- Task goal: Copy all of the entries that follow, exactly.

[[ Data under study, beginning ]]

PR #2897, opened 2018-12-05
(UPDATE) normalise_email func to handle None and double @ email values

dfirst:
Update for the case discussed  here: https://github.com/django-oscar/django-oscar/pull/2879#discussion_r237121977

### DIFF
--- a/tests/integration/customer/test_utils.py
+++ b/tests/integration/customer/test_utils.py
@@ -1,7 +1,7 @@
 from django.test import TestCase
 
 from oscar.core.compat import get_user_model
-from oscar.apps.customer.utils import get_password_reset_url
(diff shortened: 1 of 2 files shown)


tests/integration/customer/test_utils.py
```diff
@@ -13,3 +13,7 @@ def test_dispatcher_password_reset_url(self):
         user = User.objects.create_user('testuser', 'text@example.com', 'dummypassword')
         url = get_password_reset_url(user)
         self.assertTrue(url.startswith('/password-reset/confirm/'))
+
+    def test_normalise_email(self):
+        self.assertEqual(normalise_email(None), '')
```
solarissmoke: Why should we accept a `None` value here? I don't think it is unreasonable for the function to expect a string as opposed to any other type.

[[ Data under study, end ]]

- Solution for this task:
PR #2897, opened 2018-12-05
(UPDATE) normalise_email func to handle None and double @ email values

dfirst:
Update for the case discussed  here: https://github.com/django-oscar/django-oscar/pull/2879#discussion_r237121977

### DIFF
--- a/tests/integration/customer/test_utils.py
+++ b/tests/integration/customer/test_utils.py
@@ -1,7 +1,7 @@
 from django.test import TestCase
 
 from oscar.core.compat import get_user_model
-from oscar.apps.customer.utils import get_password_reset_url
(diff shortened: 1 of 2 files shown)


tests/integration/customer/test_utils.py
```diff
@@ -13,3 +13,7 @@ def test_dispatcher_password_reset_url(self):
         user = User.objects.create_user('testuser', 'text@example.com', 'dummypassword')
         url = get_password_reset_url(user)
         self.assertTrue(url.startswith('/password-reset/confirm/'))
+
+    def test_normalise_email(self):
+        self.assertEqual(normalise_email(None), '')
```
solarissmoke: Why should we accept a `None` value here? I don't think it is unreasonable for the function to expect a string as opposed to any other type.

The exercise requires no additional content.